Kejagung Terima Delegasi CUPL, Bahas Kerja Sama Pendidikan Hukum

CUPL
Kejagung Terima Delegasi CUPL, Bahas Kerja Sama Pendidikan Hukum (Foto: Net)

JAKARTA, SUDUTPANDANG.ID – Delegasi China University of Political Science and Law (CUPL) melakukan kunjungan resmi ke Kejaksaan Agung Republik Indonesia dalam rangka memperkuat hubungan kerja sama di bidang pendidikan dan penegakan hukum.

Kunjungan ini dipimpin langsung oleh Chair of the University Council CUPL, Jiang Zeting, dan diterima oleh Jaksa Agung Muda Perdata dan Tata Usaha Negara (Jamdatun), Prof. Dr. R. Narendra Jatna, mewakili Kejaksaan Agung.

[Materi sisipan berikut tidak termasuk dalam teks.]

PR #2229, opened 2026-07-03
Windows: close the fd, not the native handle, in the LLVM file utils

maleadt:
pocl_read_file2/pocl_write_file2 obtained a descriptor from openFileForRead / openFileForWrite / createUniqueFile but released it via closeFile(convertFDToNativeFile(fd)). On Windows that fd wraps a HANDLE created through _open_osfhandle(): closing the HANDLE leaves the CRT fd-table slot allocated. pocl.dll shares that table with the host process, so every kernel compilation leaked a couple of slots and the host eventually hit EMFILE. Close the fd directly with Process::SafelyCloseFileDescriptor() instead.

Because of this, we had to periodically recycle test workers in OpenCL.jl.

### DIFF
--- a/lib/CL/pocl_llvm_file_utils.cc
+++ b/lib/CL/pocl_llvm_file_utils.cc
@@ -68,6 +68,7 @@ IGNORE_COMPILER_WARNING("-Wunused-parameter")
 #include <llvm/Bitcode/BitcodeWriter.h>
 
 #include <llvm/Support/Errc.h>
+#include <llvm/Support/Process.h>
 
 POP_COMPILER_DIAGS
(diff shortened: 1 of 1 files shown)


franz (approved):
LGTM

pjaaskel:
Perhaps worth cherry picking to the 7.2 branch?

maleadt:
I see it on `release_next` already, so I presume it'll end up in 7.2?

franz:
Yes, I use `release_next` to trigger the CIs on commits I intend to push into the release branch. It's now pushed into 7.2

Dalam siaran pers Pusat Penerangan Hukum (Puspenkum) Kejagung di Jakarta, Jumat (27/3/2026), pertemuan tersebut disebut menjadi momentum penting untuk mempererat hubungan antara Indonesia dan Tiongkok, khususnya dalam pengembangan sistem hukum dan pendidikan.

Dalam sambutannya, Jamdatun Narendra Jatna menyampaikan apresiasi atas kunjungan delegasi CUPL yang dikenal sebagai salah satu institusi pendidikan hukum paling bergengsi di Tiongkok.

BACA JUGA  Kejagung Sita Aset Tersangka Kasus Asabri di Pontianak

“Kami juga sangat mengapresiasi inisiatif CUPL dalam memperluas kemitraan di kawasan ASEAN melalui koridor China-ASEAN Alliance for Exchange and Mutual Learning on Rule of Law Civilization,” ujar Jamdatun.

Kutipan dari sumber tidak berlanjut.